Tory announced late Sunday that he will run for mayor this fall, just hours before Stintz was set to formally join the mayoral race herself.
In a news release, Tory pledged to "devote every day to making our city more liveable, more affordable and more functional."
Tory said that his "number one priority will be to build transit and fix traffic congestion," and that he would "make building the subway relief line my top priority."
Stintz, the three-term councillor for Ward 16 Eglinton-Lawrence, had previously said that she would pursue a mayoral bid. She held off entering the race formally until council named a replacement for her as TTC chair.
On Sunday, Stintz told CBC News that Toronto "needs a leader who is accountable and responsible" and talked about the need to combat the growing congestion problems in the city.
Chow, Minnan-Wong yet to announce plans
The emergence of Tory and Stintz as mayoral contenders brings into sharper focus the field of candidates who will be vying for the mayor’s job on Oct. 27.
Trinity-Spadina MP Olivia Chow has said she is considering a bid herself, as has Coun. Denzil Minnan-Wong. But neither has announced a final decision on the matter or filed papers thus far.

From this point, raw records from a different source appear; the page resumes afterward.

PR #2418, opened 2026-08-18
feat(ir): verify the Graph boundary contract, and widen it to Graph bodies

lyfne123:
> **Stacked on #2416.** #2408 and #2414 have merged; #2417 was folded into #2416. A fork PR cannot target another fork branch, so this targets `main` and its diff includes #2416's commit. **Review only the second commit.** Merge order: #2416, then this.

## Summary

#2417 rejects illegal graphs as it rewrites them. This adds the matching property verifier, so a later pass that reintroduces a violation is caught rather than silently emitting a program the runtime declines to record.

That safety net matters more here than for a typical property: almost every `host_build_graph` constraint degrades to a **silent** non-graph fallback in a release build. The program stays numerically correct and merely loses the speedup, which no correctness test can detect. This verifier is the automated detector, so it re-states the signature contract (boundary tensor count, no runtime-allocated outputs, scalars are inputs) and the call-site rules (only an Orchestration entry may call a Graph; no explicit deps; no dispatch predicate).

## Widening the three orchestration-body verifiers

This is the lockstep partner to the pass audit in #2416. `RuntimeScopesMaterialized`, `IterArgCarryClassified` and `OrchestrationReferencesResolved` all inspected Orchestration bodies only, so a Graph body satisfied them **vacuously** — which is exactly what would make them useless as a net for "some future pass copied `== Orchestration` and skipped Graph". All three now use `IsOrchestrationLike`.

The ordering was deliberate: widening a verifier *before* its producing pass would hard-fail every Graph program, whereas #2416's order only under-verified in the interim.

## A pre-existing hole this exposed

`OrchestrationCallTargetChecker` overrode only `VisitExpr_(CallPtr)`. `IRVisitor` dispatches `Submit` through a **separate handler that does not delegate to the Call path**, so `pl.submit(...)` callees have never been checked at all.

That was survivable while the checker only saw Orchestration bodies. It is not once Graph bodies are in scope: a Graph is launched from a manual scope precisely *as* a submit, so the undefined-callee check would have been silent for exactly the construct it is meant to protect. Both call-like kinds now route through one `CheckCallee`.

## Note on the caller check

It accepts `Opaque` alongside `Orchestration`: an entry function is Opaque until `OutlineIncoreScopes` promotes it, and the verifier also runs on IR that has not reached that point.

## Test plan

- New `tests/ut/ir/verifier/test_graph_boundary_legalized.py`: a well-formed graph produces no diagnostics (so the negative cases are not passing vacuously), plus the empty-boundary, runtime-allocated-output and nested-graph rejections, each asserted on rule name and message.
- Full `tests/ut`: 9877 passed, 8 skipped. Plus clang-format, cpplint, ruff check/format, pyright, and every `tests/lint` script.


lyfne123:
Three red checks here, none of them an assertion failure:

| Check | What actually happened |
| ----- | ---------------------- |
| `system-tests` | Timed out after 30 minutes — no test failures reported |
| `dist-system-tests` | Exit code 143 (SIGTERM, job budget) |
| `system-tests-direct` | The ambient device fault seen across this stack: `chip run lane is poisoned … generation=30`, on npu-6 |

**Decisive evidence that this is not the change:** #2421 and #2423 both *contain this commit* and both have `system-tests` and `dist-system-tests` **passing**. Same verifier code, same widened filters — so the two timeouts here are runner-specific, not caused by anything in the diff. The `system-tests-direct` fault has now appeared on npu-9 (#2408, gen 35), npu-8 (#2417, gen 29) and npu-6 (this one, gen 30): same signature, three different hosts, three different generations.

**On the risk that actually deserved checking here** — this commit adds a `Submit` callee check to `OrchestrationCallTargetChecker` that has never run before, so it could legitimately have rejected existing programs whose `pl.submit` callee is not in the Program. It does not: `unit-tests`, `codegen-tests`, `examples-tests`, `pypto-lib-model` and `system-tests-a5sim` all pass, and those run the full pipeline with verification over far more programs than the timed-out jobs. A real violation would fail there deterministically rather than as a timeout.

Worth a re-run once the device pool is healthy.

lyfne123:
Folded into #2416. Review pointed out that #2416 now *produces* `GraphBoundaryLegalized` with no verifier, and that the passes it widened to accept Graph bodies (`ClassifyIterArgCarry`, `MaterializeRuntimeScopes`, orchestration references) have verifiers that still skipped Graph — so FULL verification had a blind spot over exactly the IR #2416 starts emitting. A verifier belongs with its producing pass, so both land together. Nothing was dropped.

PR #2419, opened 2026-08-18
fix(core): stop flattening every op-deduction exception to ValueError

Hzfengsy:
## What

`OpRegistry::CreateImpl` is the single funnel through which every op `Call` is built. It appends the IR span to type-deduction failures, and did so by catching `const std::exception&` and rethrowing a fresh `ValueError`:

```cpp
try {
  result_type = deduce_type_fn(args, kwargs);
} catch (const std::exception& e) {
  std::string location = span.is_valid() ? " at " + span.to_string() : "";
  throw ValueError(std::string(e.what()) + location);   // flattens everything
}
```

`InternalError`, `TypeError` and `IndexError` all derive from `Error : std::runtime_error`, so that one handler flattened all of them.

Two former city councillors, David Soknacki and Norm Gardner, had already filed papers in January, along with more than two dozen other candidates, including Ford himself.
Soknacki, a former city budget chief, announced his intent to run long before he registered to do so in January. On transit, the mayoral candidate has so far said that he believes the city should be building light-rail in Scarborough, rather than a more costly subway expansion project that council approved last year.
Ford registered to run for re-election on Jan. 2, the first day it was possible for him to do so.
The incumbent mayor has long said he relishes the opportunity to debate his opponents. He has also predicted that the campaign is going to be "a bloodbath."
Last week, the mayor’s brother, Coun. Doug Ford, announced that he would not be running again as a councillor and also that he would not run provincially. Instead, he will focus on his brother’s campaign and serve as the mayor’s campaign manager.
Second mayoral run for Tory
For Tory, the formal announcement of his candidacy comes after a long period of speculation that the former leader of Ontario’s Progressive Conservative party would take the plunge.
For the past four-plus years, Tory has hosted a radio show on a Toronto radio station.
He took up the radio gig a few months after resigning his position as the Progressive Conservative leader in 2009.
Tory also had political experience dating back to the Ontario government led by former premier Bill Davis. He worked as the then-premier’s principal secretary for five years in the 1980s.
In 2003, Tory ran for mayor of Toronto, but finished behind David Miller, who went on to serve a second term as mayor.